Collected data entries
PR #2444, opened 2025-03-07
Reduce memory usage

koheiw:
Reduce memory usage by destroying intermediate objects.


kbenoit (approved):

kbenoit (changes requested):
Same issue as https://github.com/quanteda/quanteda/pull/2445#pullrequestreview-2762876521

```r
── Failure ('test-collocations.R:207:5'): char_select works with collocations pattern ──
char_keep(txt, patt) not identical to c(c1 = "aa bb", c3 = "aa bc").
Lengths differ: 0 is not 2
── Failure ('test-collocations.R:211:5'): char_select works with collocations pattern ──
char_remove(txt, patt) not identical to c(c2 = "ab", c4 = "bcd", c5 = "bcd").
Lengths differ: 5 is not 3
```

PR #2454, opened 2025-04-21
Add apply_if tokens_ngrams()

koheiw:
#2390


koheiw:
One line is not covered by the tests but it shouldn't be a problem.

kbenoit (approved):
🙏🙏🙏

## Instructions for the task
Check each line above for the string "pattern", then copy the ones that have it.

## Solution to the problem
── Failure ('test-collocations.R:207:5'): char_select works with collocations pattern ──
── Failure ('test-collocations.R:211:5'): char_select works with collocations pattern ──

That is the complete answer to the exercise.